“Of course. This afternoon. Why don’t you stop by about ten this evening? Bring some photos I can send Ted, preferably candid.”
“I don’t think I’ll be able to. I’ve got a date.”
“I’m sure you’ll manage.” I turned away to avoid any lame excuses.
As she drove off I glanced at Frieda at the kitchen window, then to the barnyard and the fields. Just after I had met Dalva and broached the subject of the papers, she had said that her great-grandfather had a peculiar sense of the order and balance in his life, caused by his difficult youth and months at Andersonville. Looking out at the clearing, which Dalva said was about thirty acres, I remembered a map of the prison camp I had seen in a graduate course on the Civil War. Andersonville and this clearing were the same size, and both had creeks running through the center. The former held as many as seventeen thousand prisoners, with not all that many survivors. This made me eager to check the journals from 1891, when the main house was built, though the land had been owned since the collapse of 1887. There was the abrupt, burning vision of Karen on the floor and a stomach growl. Saved by Frieda from mischief. The obvious mixture of lust and relief—my local track record really wasn’t good enough for this sort of gamble. I idly hoped that she’d go on her date and forget this tired professor.

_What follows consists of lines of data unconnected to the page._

PR #329, opened 2025-02-20
feat(react-sdk): add onFeaturesUpdated prop and useClient hook

pavkam:
- Introduce `onFeaturesUpdated` callback in BucketProvider to allow custom handling of feature updates
- Add new `useClient()` hook to access the BucketClient directly
- Refactor hooks to use `useClient()` for simplified client access
- Update README with documentation for new features

### DIFF
--- a/packages/react-sdk/README.md
+++ b/packages/react-sdk/README.md
@@ -145,7 +145,6 @@ Example with all options:
 - `appBaseUrl`: Optional base URL for the Bucket application. Use this to override the default app URL,
 - `sseBaseUrl`: Optional base URL for Server-Sent Events. Use this to override the default SSE endpoint,
 - `debug`: Set to `true` to enable debug logging to the console,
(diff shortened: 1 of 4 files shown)


roncohen:
`useClient` is great! And I really like the refactor to remove `ensureProvider` - lets get that in!

I don't particularly like exposing  `onFeaturesUpdated` directly. It's very specific. Since we have `useClient()` people can achieve the same with a `on` with what they get from `useClient()` and have access to all the events? I say let's skip that for now, but get the rest in!

pavkam:
> `useClient` is great! And I really like the refactor to remove `ensureProvider` - lets get that in!
> 
> I don't particularly like exposing `onFeaturesUpdated` directly. It's very specific. Since we have `useClient()` people can achieve the same with a `on` with what they get from `useClient()` and have access to all the events? I say let's skip that for now, but get the rest in!

removed the callback. Give it a 👍🏽 when you can

PR #333, opened 2025-02-21
Small toolbar polish

laander:
https://github.com/user-attachments/assets/9d45f398-933e-4b05-9e7f-5bda3f5599f8

https://github.com/user-attachments/assets/b8e1b30b-5384-42bc-9ad7-7a380d48375b

- added stagger animation for feature rows
- toolbar button and popover is now semi-transparent background with blurred glass effect
- tweaked borders to be inset shadows instead
- made toolbar button round
- fixed single pixel resizing when showing Reset

### DIFF
--- a/packages/browser-sdk/index.html
+++ b/packages/browser-sdk/index.html
@@ -7,7 +7,7 @@
     <meta name="color-scheme" content="light dark" />
     <title>Bucket Browser SDK</title>
   </head>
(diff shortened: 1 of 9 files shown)


roncohen (approved):
nice! we probably need a way to handle it if there are hundreds of features, but we can do that in a separate PR.

PR #342, opened 2025-02-26
docs(browser-sdk): make feature overrides internal for now

roncohen:
We'll be moving exposing feature overrides through what is returned from the `getFeature()` call rather than exposing it directly on the client.

### DIFF
--- a/packages/browser-sdk/src/feature/features.ts
+++ b/packages/browser-sdk/src/feature/features.ts
@@ -20,6 +20,7 @@ export type FetchedFeature = {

Back in the kitchen there was the heavy odor of my favorite flavor, garlic. It turned out that Frieda had made me a Basque lamb stew the evening before and was warming it up. It was gorgeous, with fresh baked bread and a smallish glass of cabernet she had unfortunately tested in a tin measuring cup. She told me that when she was nineteen she had run off with a Basque sheepherder who had been shearing in the area. He had kept her captive in the Ruby Mountains of northern Nevada and that year had given her all the sex she wanted in life. Mr. Northridge and her father had tracked her down and retrieved her from Basquaise clutches. The upshot was that she still liked the cooking her “crude” lover had taught her. I was pleased with this stew, but then she grabbed my hand and looked at me soulfully.
“You be careful with Karen. She’s too fast for a school-teacher like you. Word around here is, last November she was frigging these pheasant-hunting doctors from Minneapolis. If her dad found out those docs would be hamburger.”
“You don’t say!” I croaked. “I would swear she had to be a virgin.” The word “frigging” had a nautical air about it. Karen in the pirate doctor’s rigging.
“You’ve got your poor head in books. You don’t know a hot little slut from a worthwhile woman. That’s for sure. She’s as wild as Dalva used to be.” Frieda bounced up and flicked on the radio. She never missed listening to Paul Harvey.
“How wild was Dalva?” I asked, I thought, innocently.
“None of your beeswax, mister. Don’t try to pry into family affairs.” Her umbrage was so grand I skipped up to Dalva’s room to use the phone. Dalva had told me that any call I made in Frieda’s presence would lose its confidentiality.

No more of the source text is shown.